「三重=伊勢志摩」と誤解されるかも… サミット近づく三重県を“裏読み” (4/7ページ)

2016.5.2 17:25

 たしかに三重県では主に関西弁が話されるなど、生活・文化的に近畿地方と深い関係がある。県西部の伊賀地方ではそれが顕著だ。名張市などは大阪のベッドタウン化しており、名張署員より同署管内在住の大阪府警の警察官の数が多いとまことしやかにささやかれている。

 ただ一方で、四日市市などの県北部や津市などの県中部は名古屋との経済的な結びつきが強く、名古屋に通勤・通学する県民も少なくない。また、三重県を中部地方の管轄とする国の出先機関も多く、これが実態なのだろう。
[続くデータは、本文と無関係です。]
Issue #372, opened 2021-03-22
Implement initial value in questionnaire


jingtang10:
Implement the initial value as specified here:
https://www.hl7.org/fhir/questionnaire-definitions.html#Questionnaire.item.initial

MuhammadSalman-7214:
@jingtang10 I have some questions:
1. what and when we want to show initial value
2. We have initial values as list in the code so how do we want to show specific value
3. For which widgets we want to have initial values

can you please tell the answers? thanks

jingtang10:
Hi @MuhammadSalman-7214 

> @jingtang10 I have some questions:
> 
> 1. what and when we want to show initial value

The initial values should be displayed if there isn't already an answer in the questionnaire response.

From the spec:

```
One or more values that should be pre-populated in the answer when initially rendering the questionnaire for user input.

The user is allowed to change the value and override the default (unless marked as read-only). If the user doesn't change the value, then this initial value will be persisted when the QuestionnaireResponse is initially created. Note that initial values can influence results. The data type of initial[x] must agree with the item.type, and only repeating items can have more then one initial value.
```

> 2. We have initial values as list in the code so how do we want to show specific value

You may have multiple initial values for repeated questions. But I would not worry about that for now. Focus on single answer questions.

> 3. For which widgets we want to have initial values

Probably all of them. But most importantly text inputs, checkboxes, radio buttons, drop down lists.

> 
> can you please tell the answers? thanks

Thanks!

MuhammadSalman-7214:
@jingtang10 initial values list is empty for checkboxes, radio buttons, drop downs, and edit texts as well except one edit text and that edit text too contains initial value as IntegerType[0] which I am not understanding, so how do I set the initial values for all these widgets? kindly advise. Thanks

jingtang10:
If the initial value list is empty that means there isn't an initial value set for the question. So you don't need to do anything.

MuhammadSalman-7214:
so that means we don't have to set initial value for checkboxes, radio buttons, and drop downs? because we don't have any one widget in the application among these that contain initial values.

jingtang10:
https://www.hl7.org/fhir/questionnaire-profile-example-ussg-fht.json.html has a question with intial value.

Can you also ask on the fhir chat for more examples?

I'm not sure what you mean by we don't have to set initial values. It's an optional field, so as I said you don't need to do anything if it's not there. Does this make sense?

Thanks.

MuhammadSalman-7214:
[...]

PR #393, opened 2021-03-26
Initial Values Pre Filled Functionality Added

MuhammadSalman-7214:
**IMPORTANT: All PRs must be linked to an issue (except for extremely trivial and straighforward changes).**

**Fixes** https://github.com/google/android-fhir/issues/372

**Description**
For Check boxes, Radio buttons, Drop downs and Edit texts, if there is any initial value to set, then that value would already be pre filled after this PR

**Alternative(s) considered**
No

**Type**
Feature
Screenshot_1616762185

**Screenshots (if applicable)**

**Checklist**
- [x] I have read and acknowledge the [Code of conduct](https://github.com/google/android-fhir/blob/master/docs/CODE_OF_CONDUCT.md)
- [x] I have read [How to Contribute](https://github.com/google/android-fhir/blob/master/docs/contributing.md)
- [x] I have read the [Developer's guide](https://github.com/google/android-fhir/wiki/Developer's-Guide)
- [x] I have signed the Google [Individual CLA](https://cla.developers.google.com/about/google-individual), or I am covered by my company's [Corporate CLA](https://cla.developers.google.com/about/google-corporate )
- [x] I have discussed my proposed solution with code owners in the linked issue(s) and we have agreed upon the general approach
- [x] I have run `./gradlew spotlessApply` and `./gradlew spotlessCheck` to check my code follows the style guide of this project
- [x] I have run `./gradlew check` and `./gradlew connectedCheck` to test my changes locally
- [x] I have built and run the reference app(s) to verify my change fixes the issue and/or does not break the reference app(s)

Issue #216, opened 2021-02-04
Handle Questionnaire with item repeats to handle questions which can have more than one answer


joiskash:
[Questionnaire.item.repeats](https://www.hl7.org/fhir/questionnaire-definitions.html#Questionnaire.item.repeats) is used to indicate that a particular question / group of questions can have multiple answers. 

> When rendering the questionnaire, it is up to the rendering software whether to render the question text for each answer repetition (i.e. "repeat the question") or to simply allow entry/selection of multiple answers for the question (repeat the answers).
This issue is linked to the following:
- [ ] https://github.com/google/android-fhir/issues/606

epicadk:
can I work on this?

jingtang10:
I believe @joiskash was gonna take this.

joiskash:
Yup that's right :)

joiskash:
There are two main requirements as defined in the [FHIR spec](https://www.hl7.org/fhir/questionnaire-definitions.html#Questionnaire.item.repeats)

1. Multiple answers for questions 
2. Multiple sets of answers for groups.

> If repeats is missing : Items are generally assumed not to repeat unless explicitly specified. Systems SHOULD always populate this value

> If a question is marked as repeats=true, then multiple answers can be provided for the question in the corresponding QuestionnaireResponse. When rendering the questionnaire, it is up to the rendering software whether to render the question text for each answer repetition (i.e. "repeat the question") or to simply allow entry/selection of multiple answers for the question (repeat the answers). Which is most appropriate visually may depend on the type of answer as well as whether there are nested items.

@jingtang10 @fredhersch just wanted your views on the comment above. 

que-6 | Rule | Required and repeat aren't permitted for display items | type!='display' or (required.empty() and repeats.empty())

jingtang10:
I didn't know that a group can be repeated too. Interesting. It makes sense. I guess that could be handled in a separate PR or even in a separate issue if you prefer.

About the text you quoted, I think it depends on type of answer and whether nested items exist. For example, multiple choices questions with checkboxes probably don't need to repeat the question. But questions with nested items might need to have the question repeated to make it clear. We can probably depriorise this case (repeating the question) for now and focus on repeated questions without nested items.

Would this be enough as a starting point? 

@fredhersch we might benefit from some mocks / UX support for this one.

joiskash:
ok got it. Yea that makes sense and is a good starting point for this PR. Thanks @jingtang10

joiskash:
[...]

PR #417, opened 2021-04-01
Ms/feature initial values

MuhammadSalman-7214:

Fixes https://github.com/google/android-fhir/issues/372 

**Description**
Adding on the functionality of https://github.com/google/android-fhir/pull/393 in which we were setting the initial values without any checks and violations, this PR caters all rules in place for the initial values and throws exception if there is any rule break for initial values

**Alternative(s) considered**
Yes considered the alternative approach of changing the factories, but the approach of Viewmodel (current) is better as discussed?

**Type**
Choose one: (Feature)

**Checklist**


MuhammadSalman-7214:
@jingtang10 and @joiskash please check the updated checks now. Also updating the test cases

datacapture/src/main/java/com/google/android/fhir/datacapture/QuestionnaireViewModel.kt
```diff
@@ -176,13 +176,25 @@ private fun Questionnaire.QuestionnaireItemComponent.createQuestionnaireResponse
...
       answer =
         mutableListOf(
           QuestionnaireResponse.QuestionnaireResponseItemAnswerComponent().apply {
             value = this@createQuestionnaireResponseItem.initial[0].value
           }
         )
+    } else if (initial.isNotEmpty() &&
+        this@createQuestionnaireResponseItem.type == Questionnaire.QuestionnaireItemType.GROUP
+    ) {
+      throw java.lang.IllegalArgumentException("GROUP type can't have initial value")
```
joiskash, line 192: Change the error statement to  "Questionnaire item ${questionnaireItemListIterator.next().linkId} breaks the rule (type!='group' and type!='display') or initial.empty()". Same below. And also add a condition for type display

joiskash (changes requested):

datacapture/src/main/java/com/google/android/fhir/datacapture/QuestionnaireViewModel.kt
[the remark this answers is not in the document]
MuhammadSalman-7214: Done

MuhammadSalman-7214: Done

jingtang10:
please update your PR description to link to the issue properly - thanks!

MuhammadSalman-7214:
> please update your PR description to link to the issue properly - thanks!

Already done that, thanks

datacapture/src/main/java/com/google/android/fhir/datacapture/QuestionnaireViewModel.kt
```diff
@@ -176,13 +176,37 @@ private fun Questionnaire.QuestionnaireItemComponent.createQuestionnaireResponse
   QuestionnaireResponse.QuestionnaireResponseItemComponent {
   return QuestionnaireResponse.QuestionnaireResponseItemComponent().apply {
     linkId = this@createQuestionnaireResponseItem.linkId
-    if (this@createQuestionnaireResponseItem.initial.isNotEmpty()) {
+    if (this@createQuestionnaireResponseItem.type != Questionnaire.QuestionnaireItemType.GROUP &&
```
jingtang10, line 179: I find this entire block to be difficult to read. Can you try to improve it? For example, seems like the whole block should be inside 
```
if (this@createQuestionnaireResponseItem.initial.isNotEmpty()) {
  ...
}
```

You can also use early returns, or create utility functions.

datacapture/src/main/java/com/google/android/fhir/datacapture/QuestionnaireViewModel.kt
```diff
@@ -176,13 +176,37 @@ private fun Questionnaire.QuestionnaireItemComponent.createQuestionnaireResponse
...
         mutableListOf(
           QuestionnaireResponse.QuestionnaireResponseItemAnswerComponent().apply {
             value = this@createQuestionnaireResponseItem.initial[0].value
           }
         )
+    } else if (initial.isNotEmpty() &&
+        this@createQuestionnaireResponseItem.type == Questionnaire.QuestionnaireItemType.GROUP
+    ) {
+      throw IllegalArgumentException(
+        "Questionnaire item ${this@createQuestionnaireResponseItem.linkId} breaks the rule (type!='group' and type!='display') or initial.empty()"
```
jingtang10, line 194: what is "the rule"? is it written in FHIR somewhere? I'm not seeing it in https://www.hl7.org/fhir/questionnaire.html#invs.

if it's our rule, then just use plain language to explain it.

jingtang10 (changes requested):

datacapture/src/main/java/com/google/android/fhir/datacapture/QuestionnaireViewModel.kt
MuhammadSalman-7214: okay

datacapture/src/main/java/com/google/android/fhir/datacapture/QuestionnaireViewModel.kt
MuhammadSalman-7214: https://www.hl7.org/fhir/questionnaire-definitions.html#Questionnaire.item.initial

@joiskash is saying to write the way I have written it now, previously I tried to wrote in simple words

joiskash: @jingtang10  yes this "rule" is found in the description of the questionnaire.item.initial .It is not our rule, it is a rule from the FHIR spec. You will find it in the link posted by Muhammad

MuhammadSalman-7214: so @jingtang10 should the exception be like this or is it need to be changed?

MuhammadSalman-7214:
@Test
  fun questionnareHasMoreThanOneInitialValues_shouldThrowError() {
    val questionnaire =
      Questionnaire().apply {
        id = "a-questionnaire"
        addItem(
          Questionnaire.QuestionnaireItemComponent().apply {
            linkId = "a-link-id"
            text = "Basic question"
            type = Questionnaire.QuestionnaireItemType.BOOLEAN
            initial =
              mutableListOf(
                Questionnaire.QuestionnaireItemInitialComponent().setValue(BooleanType(true)),
                Questionnaire.QuestionnaireItemInitialComponent().setValue(BooleanType(true))
              )
          }
        )
      }
    val serializedQuestionniare = printer.encodeResourceToString(questionnaire)
    state.set(QuestionnaireFragment.BUNDLE_KEY_QUESTIONNAIRE, serializedQuestionniare)
    
    val errorMessage =
      assertFailsWith<IllegalArgumentException> { QuestionnaireViewModel(state) }.localizedMessage

    assertThat(errorMessage)
      .isEqualTo("Questionnaire item a-link-id have more than one initial value which is not allowed")
  }
  
  @joiskash I have written this test case to verify the code is throwing exception when there are more than one initial values, it is throwing right exception, but it is not asserting. Can you please help me out in this? Thanks.

datacapture/src/main/java/com/google/android/fhir/datacapture/QuestionnaireViewModel.kt
jingtang10: Questionnaire item ${this@createQuestionnaireResponseItem.linkId} has initial value(s) and is a group or display item. See rule que-8 at https://www.hl7.org/fhir/questionnaire-definitions.html#Questionnaire.item.initial.

joiskash:
There are some tests in the view model that say "shouldThrowError" have a look at them and then add similar tests. So basically you are asserting that a proper error message is thrown in the unit test.

MuhammadSalman-7214:
@joiskash the tests in the view model are for the case when we pass both Questionnaire and Questionnaire response together, but we are testing for the other case in which we are only passing question. This test is not there in ViewModel Test class as well, so that is why need a bit help in this. Thanks.

MuhammadSalman-7214:
@jingtang10 and @joiskash, please review, thanks.

MuhammadSalman-7214:
@jingtang10 and @joiskash, please check the PR. Everything has been done. Thanks

datacapture/src/main/java/com/google/android/fhir/datacapture/QuestionnaireViewModel.kt
```diff
@@ -177,12 +177,32 @@ private fun Questionnaire.QuestionnaireItemComponent.createQuestionnaireResponse
...
+            }
+          )
+      } else if (this@createQuestionnaireResponseItem.type ==
+          Questionnaire.QuestionnaireItemType.GROUP ||
+          this@createQuestionnaireResponseItem.type == Questionnaire.QuestionnaireItemType.DISPLAY
+      ) {
+        throw IllegalArgumentException(
+          "Questionnaire item ${this@createQuestionnaireResponseItem.linkId} has initial value(s) and is a group or display item. See rule que-8 at https://www.hl7.org/fhir/questionnaire-definitions.html#Questionnaire.item.initial."
         )
+      } else if (initial.size > 1 &&
```
joiskash, line 198: Please refer to rule 13 mentioned [here ](https://www.hl7.org/fhir/questionnaire-definitions.html#Questionnaire.item.initial)

datacapture/src/test/java/com/google/android/fhir/datacapture/QuestionnaireViewModelTest.kt
```diff
@@ -369,6 +369,135 @@ class QuestionnaireViewModelTest {
...
+    state.set(QuestionnaireFragment.BUNDLE_KEY_QUESTIONNAIRE, serializedQuestionniare)
+    state.set(
+      QuestionnaireFragment.BUNDLE_KEY_QUESTIONNAIRE_RESPONSE,
+      serializedQuestionniareResponse
+    )
+    QuestionnaireViewModel(state)
+  }
+
+  @Test
+  fun questionnareHasMoreThanOneInitialValues_shouldThrowError() {
```
joiskash, line 414: same as above refer to rule 13 [here](https://www.hl7.org/fhir/questionnaire-definitions.html#Questionnaire.item.initial) you need to check  if item.repeats is true or false. 
not item type.

joiskash (dismissed):

datacapture/src/main/java/com/google/android/fhir/datacapture/QuestionnaireViewModel.kt
MuhammadSalman-7214: @joiskash currently we are handling only one initial value, not more than one. That is the reason of the check.

datacapture/src/test/java/com/google/android/fhir/datacapture/QuestionnaireViewModelTest.kt
MuhammadSalman-7214: @joiskash currently we are handling only one initial value, not more than one. That is the reason for this test.

joiskash: I think we should test the rule 13. If there is more than one initial item and repeats == false then we should throw and error. If there is more than one initial item and repeats == true we should not throw an error and should just use the first initial value. Later on when #216

joiskash: We do not want to reject a valid questionnaire just because we are unable to handle repeats. That is it what I feel. @jingtang10 please comment.

datacapture/src/main/java/com/google/android/fhir/datacapture/QuestionnaireViewModel.kt
MuhammadSalman-7214: @joiskash check updated as per the rule, thanks

datacapture/src/test/java/com/google/android/fhir/datacapture/QuestionnaireViewModelTest.kt
MuhammadSalman-7214: @joiskash test case updated as per the rule, thanks.

MuhammadSalman-7214: yes @joiskash, updated the PR as per the rules and as you are suggesting.

joiskash: Can you re-request review? also one small suggestion. Do you think you can move the if-else logic into a function? basically 3 if else statements will be there

1. rule 8 i.e. item (type!='group' and type!='display') or initial.empty()
2. rule 13 i.e. item repeats=true or initial.count() <= 1
3. happy scenario else for all other conditions . 

This way the code will be very readable and will be directly related to the rules defined in the spec. You can directly use these logical statements as defined.

MuhammadSalman-7214: @joiskash Sure, I can re request review and move all the if else logic to a seprate function, but I don't think we shouldn't change the format of checks as every check has been verified with unit tests. Also all the checks are as per the rules, though the format of check can be different so I don't think we should change the rules again.

MuhammadSalman-7214: Screenshot from 2021-04-06 13-49-29
@joiskash, when creating a function, it is not picking answer or setAnswe. Can you tell me the reason why is it not picking it this way?

joiskash:
```
private fun Questionnaire.QuestionnaireItemComponent.createAnswerForItemWithInitialValue():  
MutableList<QuestionnaireResponse.QuestionnaireResponseItemAnswerComponent>? {
  if (valid condition) {
  ....
 return  mutableListOf(
   ...
  ) }
 else error:
  return null
}
```

try this syntax and call the function and set answer with the returned value

joiskash: create an extension function for Questionnaire.QuestionnaireItemComponent

MuhammadSalman-7214:
@joiskash, I have updated the PR, please check, thanks.

datacapture/src/test/java/com/google/android/fhir/datacapture/QuestionnaireViewModelTest.kt
MuhammadSalman-7214: @joiskash, please check the PR, thanks.

joiskash (commented):
Look fine to me except for my comment about restructuring the if-else to match the rules in the spec exactly with rule 8 and rule 13. Currently you only refer to rule 8 in the error message. @jingtang10 can take a decision on this

MuhammadSalman-7214:
> Look fine to me except for my comment about restructuring the if-else to match the rules in the spec exactly with rule 8 and rule 13. Currently you only refer to rule 8 in the error message. @jingtang10 can take a decision on this

@joiskash rule 13 is covering as well in case for repeat true, we are setting the value in that case

joiskash:
Yes I am just talking about the error message. Check both error message, both refer to rule 8. You don't refer to rule 13 anywhere even though you are checking for it.

MuhammadSalman-7214:
Well I can add another check in case for throwing exception for rule 13

MuhammadSalman-7214:
@joiskash, I have checked all the rules and found out the exception of rule 13 is covering as well. It's just that the exception wording can be changed only to "Item have more than one Initial Values and is not Repeating Item", something like that. What do you suggest about the text of the exception? as every check is covering already

joiskash:
I think "Questionnaire item ${this@createQuestionnaireResponseWithInitialItem.linkId} Can only have multiple initial values for repeating items See rule que-13 at https://www.hl7.org/fhir/questionnaire-definitions.html#Questionnaire.item.initial."

datacapture/src/main/java/com/google/android/fhir/datacapture/QuestionnaireViewModel.kt
```diff
@@ -176,20 +176,62 @@ private fun Questionnaire.QuestionnaireItemComponent.createQuestionnaireResponse
...
+          value = this@createQuestionnaireResponseWithInitialItem.initial[0].value
+        }
+      )
+    } else if (this@createQuestionnaireResponseWithInitialItem.type ==
+        Questionnaire.QuestionnaireItemType.GROUP ||
+        this@createQuestionnaireResponseWithInitialItem.type ==
+          Questionnaire.QuestionnaireItemType.DISPLAY
+    ) {
+      throw IllegalArgumentException(
+        "Questionnaire item ${this@createQuestionnaireResponseWithInitialItem.linkId} has initial value(s) and is a group or display item. See rule que-8 at https://www.hl7.org/fhir/questionnaire-definitions.html#Questionnaire.item.initial."
```
jingtang10, line 218: move this to the beginning of this function and throw exception.

i.e.

```
if (is group or is display and has initial value) {
  throw exception
}
```

datacapture/src/main/java/com/google/android/fhir/datacapture/QuestionnaireViewModel.kt
```diff
@@ -176,20 +176,62 @@ private fun Questionnaire.QuestionnaireItemComponent.createQuestionnaireResponse
...
+    answer = createQuestionnaireResponseWithInitialItem()
     this@createQuestionnaireResponseItem.item.forEach {
       this.addItem(it.createQuestionnaireResponseItem())
     }
   }
 }
 
+private fun Questionnaire.QuestionnaireItemComponent.createQuestionnaireResponseWithInitialItem():
+  MutableList<QuestionnaireResponse.QuestionnaireResponseItemAnswerComponent>? {
+  if (this@createQuestionnaireResponseWithInitialItem.initial.isNotEmpty()) {
```
jingtang10, line 188: this is too long -- think of ways to make this block more readable. right now it's very difficult to figure out what this if block is doing.

use a combination of 1) creating utility functions 2) early return / throw 3) reorganising branches logically

datacapture/src/main/java/com/google/android/fhir/datacapture/QuestionnaireViewModel.kt
```diff
@@ -176,20 +176,62 @@ private fun Questionnaire.QuestionnaireItemComponent.createQuestionnaireResponse
...
+        !this@createQuestionnaireResponseWithInitialItem.repeats &&
+        this@createQuestionnaireResponseWithInitialItem.type !=
+          Questionnaire.QuestionnaireItemType.GROUP &&
+        this@createQuestionnaireResponseWithInitialItem.type !=
+          Questionnaire.QuestionnaireItemType.DISPLAY
+    ) {
+      throw IllegalArgumentException(
+        "Questionnaire item ${this@createQuestionnaireResponseWithInitialItem.linkId} has initial value(s). See rule que-8 at https://www.hl7.org/fhir/questionnaire-definitions.html#Questionnaire.item.initial."
+      )
+    }
```
jingtang10, line 230: same here. do an early return.

datacapture/src/main/java/com/google/android/fhir/datacapture/QuestionnaireViewModel.kt
jingtang10, line 188: do you need this at all? 
```suggestion
  if (initial.isNotEmpty()) {
```

datacapture/src/main/java/com/google/android/fhir/datacapture/QuestionnaireViewModel.kt
```diff
@@ -176,20 +176,62 @@ private fun Questionnaire.QuestionnaireItemComponent.createQuestionnaireResponse
...
     this@createQuestionnaireResponseItem.item.forEach {
       this.addItem(it.createQuestionnaireResponseItem())
     }
   }
 }
 
+private fun Questionnaire.QuestionnaireItemComponent.createQuestionnaireResponseWithInitialItem():
+  MutableList<QuestionnaireResponse.QuestionnaireResponseItemAnswerComponent>? {
+  if (this@createQuestionnaireResponseWithInitialItem.initial.isNotEmpty()) {
+    if (this@createQuestionnaireResponseWithInitialItem.type !=
```
jingtang10, line 189:
```suggestion
    if (type !=
```

datacapture/src/main/java/com/google/android/fhir/datacapture/QuestionnaireViewModel.kt
```diff
@@ -176,20 +176,62 @@ private fun Questionnaire.QuestionnaireItemComponent.createQuestionnaireResponse
...
-        )
-    }
+    answer = createQuestionnaireResponseWithInitialItem()
     this@createQuestionnaireResponseItem.item.forEach {
       this.addItem(it.createQuestionnaireResponseItem())
     }
   }
 }
 
+private fun Questionnaire.QuestionnaireItemComponent.createQuestionnaireResponseWithInitialItem():
```
jingtang10, line 186: this function name is a bit of a misnomer. it's creating a list of answers rather than the questionnaire response item.

```suggestion
private fun Questionnaire.QuestionnaireItemComponent.createQuestionnaireResponseItemAnswers():
```

and add documentation to this function to say you are using inital items.

MuhammadSalman-7214:
> I think "Questionnaire item ${[this@createQuestionnaireResponseWithInitialItem.linkId](mailto:this@createQuestionnaireResponseWithInitialItem.linkId)} Can only have multiple initial values for repeating items See rule que-13 at https://www.hl7.org/fhir/questionnaire-definitions.html#Questionnaire.item.initial."

yes that rule and the exception has already been handled

datacapture/src/main/java/com/google/android/fhir/datacapture/QuestionnaireViewModel.kt
```diff
@@ -176,20 +176,62 @@ private fun Questionnaire.QuestionnaireItemComponent.createQuestionnaireResponse
...
+        "Questionnaire item ${this@createQuestionnaireResponseWithInitialItem.linkId} has initial value(s) and is a group or display item. See rule que-8 at https://www.hl7.org/fhir/questionnaire-definitions.html#Questionnaire.item.initial."
+      )
+    } else if (initial.size > 1 &&
+        !this@createQuestionnaireResponseWithInitialItem.repeats &&
+        this@createQuestionnaireResponseWithInitialItem.type !=
+          Questionnaire.QuestionnaireItemType.GROUP &&
+        this@createQuestionnaireResponseWithInitialItem.type !=
+          Questionnaire.QuestionnaireItemType.DISPLAY
+    ) {
+      throw IllegalArgumentException(
```
jingtang10, line 227: your error msg is wrong here. this is breaking que-13

datacapture/src/main/java/com/google/android/fhir/datacapture/QuestionnaireViewModel.kt
```diff
@@ -176,20 +176,62 @@ private fun Questionnaire.QuestionnaireItemComponent.createQuestionnaireResponse
...
+        this@createQuestionnaireResponseWithInitialItem.type !=
+          Questionnaire.QuestionnaireItemType.DISPLAY &&
+        this@createQuestionnaireResponseWithInitialItem.repeats &&
+        initial.size > 1
+    ) {
+      return mutableListOf(
+        QuestionnaireResponse.QuestionnaireResponseItemAnswerComponent().apply {
+          value = this@createQuestionnaireResponseWithInitialItem.initial[0].value
+        }
+      )
```
jingtang10, line 211: this seems wrong? if there're multiple intial values why do you only copy one?

datacapture/src/main/java/com/google/android/fhir/datacapture/QuestionnaireViewModel.kt
```diff
@@ -176,20 +176,62 @@ private fun Questionnaire.QuestionnaireItemComponent.createQuestionnaireResponse
...
+          Questionnaire.QuestionnaireItemType.GROUP &&
+        this@createQuestionnaireResponseWithInitialItem.type !=
+          Questionnaire.QuestionnaireItemType.DISPLAY
+    ) {
+      throw IllegalArgumentException(
+        "Questionnaire item ${this@createQuestionnaireResponseWithInitialItem.linkId} has initial value(s). See rule que-8 at https://www.hl7.org/fhir/questionnaire-definitions.html#Questionnaire.item.initial."
+      )
+    }
+  }
+  return null
```
jingtang10, line 232: Again, this can be made into an early return.

```
if (no initial value) {
  return null
}
```

this should probably be the very first thing in this function

jingtang10 (changes requested):
thanks @MuhammadSalman-7214

datacapture/src/main/java/com/google/android/fhir/datacapture/QuestionnaireViewModel.kt
jingtang10: it seems like @joiskash had pointed this out. can you change this please?

datacapture/src/main/java/com/google/android/fhir/datacapture/QuestionnaireViewModel.kt
MuhammadSalman-7214: because at the moment, we are only catering the first initial value for repeat true case

datacapture/src/main/java/com/google/android/fhir/datacapture/QuestionnaireViewModel.kt
MuhammadSalman-7214: sure

datacapture/src/main/java/com/google/android/fhir/datacapture/QuestionnaireViewModel.kt
jingtang10: thanks for the explanation. please create a follow up issue and add a comment here in that case.

datacapture/src/main/java/com/google/android/fhir/datacapture/QuestionnaireViewModel.kt
MuhammadSalman-7214: Done

datacapture/src/main/java/com/google/android/fhir/datacapture/QuestionnaireViewModel.kt
MuhammadSalman-7214: Done

datacapture/src/main/java/com/google/android/fhir/datacapture/QuestionnaireViewModel.kt
MuhammadSalman-7214: Done

datacapture/src/main/java/com/google/android/fhir/datacapture/QuestionnaireViewModel.kt
MuhammadSalman-7214: Yes and done

datacapture/src/main/java/com/google/android/fhir/datacapture/QuestionnaireViewModel.kt
MuhammadSalman-7214: Done

datacapture/src/main/java/com/google/android/fhir/datacapture/QuestionnaireViewModel.kt
MuhammadSalman-7214: Done

datacapture/src/main/java/com/google/android/fhir/datacapture/QuestionnaireViewModel.kt
MuhammadSalman-7214: Updated

datacapture/src/main/java/com/google/android/fhir/datacapture/QuestionnaireViewModel.kt
MuhammadSalman-7214: Done

datacapture/src/main/java/com/google/android/fhir/datacapture/QuestionnaireViewModel.kt
MuhammadSalman-7214: okay, will create an issue for this

jingtang10 (changes requested):

datacapture/src/main/java/com/google/android/fhir/datacapture/QuestionnaireViewModel.kt
```diff
@@ -176,20 +176,57 @@ private fun Questionnaire.QuestionnaireItemComponent.createQuestionnaireResponse
...
+        initial.size > 1
+    ) {
+      return mutableListOf(
+        QuestionnaireResponse.QuestionnaireResponseItemAnswerComponent().apply {
+          value = initial[0].value
+        }
+      )
+    }
+  }
+  return null
```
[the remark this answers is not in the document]
MuhammadSalman-7214: Thanks @jingtang10 for the article. It helped in understanding the concept.

jingtang10 (changes requested):
please update the PR title to something readable.

also please add in PR description what's the added functionality from https://github.com/google/android-fhir/pull/393.

datacapture/src/main/java/com/google/android/fhir/datacapture/QuestionnaireViewModel.kt
```diff
@@ -176,20 +176,49 @@ private fun Questionnaire.QuestionnaireItemComponent.createQuestionnaireResponse
...
-        )
-    }
+    answer = createQuestionnaireResponseItemAnswers()
     this@createQuestionnaireResponseItem.item.forEach {
       this.addItem(it.createQuestionnaireResponseItem())
     }
   }
 }
 
+/** Here we are setting initial value as an Answer to a Question */
```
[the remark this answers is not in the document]
MuhammadSalman-7214: Done

datacapture/src/main/java/com/google/android/fhir/datacapture/QuestionnaireViewModel.kt
```diff
@@ -176,20 +176,49 @@ private fun Questionnaire.QuestionnaireItemComponent.createQuestionnaireResponse
...
+    )
+  }
+
+  if (initial.size == 1) {
+    return mutableListOf(
+      QuestionnaireResponse.QuestionnaireResponseItemAnswerComponent().apply {
+        value = initial[0].value
+      }
+    )
+  }
```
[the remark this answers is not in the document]
MuhammadSalman-7214: Done

MuhammadSalman-7214:
> please update the PR title to something readable.
> 
> also please add in PR description what's the added functionality from #393.

Done

jingtang10 (approved):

 さらに状況を複雑にしているのが、県最南端の紀州の存在だ。三重は南北に長い。尾鷲市、熊野市などがある紀伊半島南部は大阪からも名古屋からも遠く離れており、県内の他地域とも生活・文化が異なる。むしろ和歌山県南部に近い。

 人口では熊本県、鹿児島県上回る

 こうして見てくると、三重県が何とも中ぶらりんな存在に映ってしまう。なぜだろう。

 求心力のある大きな都市が存在しないことも理由に挙げられるのではないか。三重県の人口は約182万人で、熊本県の約179万人、鹿児島県の約165万人(いずれも平成27年10月現在)を上回る。